I used to refer to the time in-between these experiences as rabbit holes, but luckily in recent years I’ve found that these events happen in a circular motion, and not a black hole. I guess you could say that means I don’t have to learn everything the hard way anymore. At least most of the time, anyways.

I don’t really know who I’m talking to, but at the same time it feels like I’m talking to everyone all at once. I don’t even know who’s still listening, but I guess all that really matters is that I say it.

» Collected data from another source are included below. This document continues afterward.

PR #208, opened 2024-05-21
SMT8 does not require an initialization of the loop variable, it erro…

JamesCreamer:
SMT8 errors if the loop variable is initialized like other flow variables. The variable population had to be removed for it to run properly on the tester.

### DIFF
--- a/approved/v93k_flowgrouping/OrigenTesters/flows/FLOW_CONTROL.flow
+++ b/approved/v93k_flowgrouping/OrigenTesters/flows/FLOW_CONTROL.flow
@@ -9,10 +9,6 @@ flow FLOW_CONTROL {
     in EXTRAS = -1;
     in FLAG1 = -1;
     in JOB = "";
-    in LOOP_VARIABLE = -1;
-    in LOOP_VARIABLE1 = -1;
-    in LOOP_VARIABLE2 = -1;
-    in LOOP_VARIABLE3 = -1;
     in LT_VARIABLE = -1;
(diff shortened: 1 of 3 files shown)


pderouen:
It figures that the regression checks would be broken again. It _has_ been more than a month since the last time it needed a work around: https://github.com/Origen-SDK/origen_testers/commit/cdb01959710b32d6eb72ace00ec8ddaf1da6907d

I guess it was due.

pderouen:
> Why is windows 2.7 failing with this failure? https://stackoverflow.com/questions/64300670/ruby-gem-byebug-5-0-0-failing-on-install-due-to-make-error
> 
> Why is windows 2.6 build quitting out of the dependency build? I don't see anything that would cause the bundler evaluation to quit.

As soon as any build fails all pending builds stop. I'm not sure why byebug install would suddenly stop working. But, it seems to pop up on various gems during the GA builds. You might try removing the byebug version dependency in the Gemfile, or fix it some other version.

ThaoHuynhFsl:
LGTM.  Picked up this branch, generate packages on my current active project, ran it offline and online, it works fine.

ThaoHuynhFsl:
> Looks good to me.
> 
> I am bit surprised by this SMT8 behavior, though it does make sense.
> 
> @ThaoHuynhFsl please review?

looks like the initialization is inherit from out variable which required the initialization.

ThaoHuynhFsl (approved):

PR #130, opened 2018-07-19
Add lubridate

colearendt:
Add some `lubridate` functionality.  Several tests are failing, so we still need a bit of cleanup.

```r
> prepdata %>% mutate(as_date(fld_datetime)) %>% pull()
 [1] "2015-01-01" "2015-02-01" "2015-03-01" "2015-04-01" "2015-05-01" "2015-06-01" "2015-07-01" "2015-08-01" "2015-09-01"
[10] "2015-10-01"
> testdata %>% mutate(as_date(fld_datetime)) %>% pull()
 [1] "1-01-15"  "2-01-15"  "3-01-15"  "4-01-15"  "5-01-15"  "6-01-15"  "7-01-15"  "8-01-15"  "9-01-15"  "10-01-15"
```

Not quite sure what the best way to cause this test to succeed is... `dbtest` needs improvement for date and datetime types (`copy_to` turns them into text values, even if they are dates at the outset)

PR #248, opened 2019-02-25
Add main lubridate function support to Oracle

rlh1994:
Hi,

I have added as many of the (at least from my experience) key lubridate functions to be translated into Oracle SQL as possible (they may work for other SQL variants but I do not have experience with those). This includes most of the getting and setting functions (those not included are mainly due to Oracle not having those measures and the date math just gets too complex, at least for me), floor/ceiling/round_date, and one or two of the other functions as I needed a break from the bigger ones.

So, I suppose I’ll make my rounds.

A couple months back, after a streak of shitty days, I felt like I was drowning. Everything in my life was overwhelming me: work, school, relationship problems, complications with friendships, family bullshit, everything. I was drowning, so I called my older brother to save me. I exited off the highway, pulled into a gas station parking lot, took my keys out of the ignition and dialed the phone.On the days where I struggle to love myself, I remember the people that do love me, and I try to talk to as many of them as I can. I called the only other person in the world that knows exactly where I’ve come from. The only other person that has the same memories made up of the same Polaroid pictures and broken smells.

“I don’t really know who I’m talking to, but at the same time it feels like I’m talking to everyone all at once. I don’t even know who’s still listening, but I guess all that really matters is that I say it.”